GitHub / 4 min read

Turn Analytics Into Issues

A simple format for converting product evidence into GitHub issues your coding agent can actually ship.

AC

AnalyticsCLI Team

May 4, 2026

Cover image for Turn Analytics Into Issues

An analytics finding is not product work yet.

“Users drop after onboarding step two” is useful, but it does not tell a coding agent what to change, where to change it, why it matters, or how to verify the result.

To make AI coding agents useful for growth work, you need a translation layer:

production signal -> product decision -> GitHub issue or PR task.

AnalyticsCLI and the AI Growth Engineer are designed around that translation.

Why Most Analytics Findings Die

Teams often collect the right signal and still fail to act on it.

Common reasons:

  • the finding is too broad
  • the owner is unclear
  • the affected files are unknown
  • the expected impact is not stated
  • the task is not small enough to ship
  • nobody defines how to verify success

AI can make this worse if it creates polished but vague recommendations. A good agent output should not be “improve onboarding.” It should be closer to a product-engineering brief.

The Minimum Useful GitHub Issue

An evidence-backed issue should include five parts:

  1. Observation
  2. Evidence
  3. Recommended change
  4. Likely files or product surfaces
  5. Verification metric

Anatomy of an evidence-backed GitHub issue

Here is the shape:

## Observation
Activation drops after Survey 2 in release data.

## Evidence
- 54% drop after Survey 2 over the last 14 days
- no matching Sentry crash spike
- feedback mentions setup fatigue
- trial starts are flat despite higher onboarding starts

## Recommended change
Add an optional guest path before account creation and shorten the survey copy.

## Likely surfaces
- app/onboarding/survey.tsx
- app/onboarding/account-step.tsx
- app/paywall/entry.tsx

## Verify
- onboarding completion +8%
- trial starts do not regress
- no increase in support complaints

This format gives Codex, OpenClaw, Claude Code, Cursor, or another coding agent enough context to work with.

What AnalyticsCLI Adds

AnalyticsCLI helps by making product data queryable from agent workflows.

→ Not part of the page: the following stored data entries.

Issue #14070, opened 2023-12-18
Handle error returned from `resolve_data_source()`.


drmingdrmer:
The error should not be ignored and need to be dealt with:
https://github.com/datafuselabs/databend/blob/629ee7bab86bf74538814e794122e1fedbbeb288/src/query/sql/src/planner/binder/table.rs#L244-L265

BohuTANG:
https://github.com/datafuselabs/databend/pull/14097

PR #14076, opened 2023-12-19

Instead of manually copying dashboard screenshots, the agent can use bounded queries to inspect:

  • funnels
  • retention
  • event breakdowns
  • release/debug separation
  • CSV exports when needed
  • related signal summaries

When connected with GitHub context, the AI Growth Engineer can move from “what happened?” to “where should we look in the code?”

See the GitHub integration for the broader workflow.

Keep PR Creation Behind Review

Automatic issue creation is lower risk than automatic PR merging.

A good workflow is:

  1. Generate an issue from production evidence.
  2. Review the issue.
  3. Let the coding agent draft an implementation plan.
  4. Review the plan.
  5. Let the agent open a PR if the scope is clear.
  6. Review and test before merge.
  7. Verify the metric after release.

This is slower than blind automation, but much safer. Product work often has context that is not visible in analytics: brand, legal, customer commitments, pricing strategy, or roadmap timing.

What To Avoid

Avoid issues like:

Improve conversion.

That is not a task. It is a wish.

Also avoid:

  • bundling unrelated improvements
  • hiding uncertainty
  • asking the agent to redesign a whole flow
  • using only one metric without checking counter-metrics
  • creating PR tasks without a verification plan

The point of production data is not to remove ambiguity. It is to make ambiguity explicit.

A Better Weekly Ritual

Once a week, run a focused review:

  • Which funnel changed most?
  • Which change is connected to revenue, retention, or feedback?
  • Is there a crash or performance explanation?
  • Is the fix likely to be small?
  • Can we verify it in one release?

If the answer is yes, create an issue.

The product analytics for coding agents page explains how this fits into the larger AnalyticsCLI workflow.

FAQ

Should every analytics finding become an issue?

No. Only create issues when the evidence points to a specific product surface and a measurable change.

Can the AI Growth Engineer create PR tasks?

Yes, when configured. The safer default is to generate a reviewable issue or implementation handoff first.

What makes a good verification metric?

Use the smallest metric connected to the change, plus one counter-metric to catch regressions.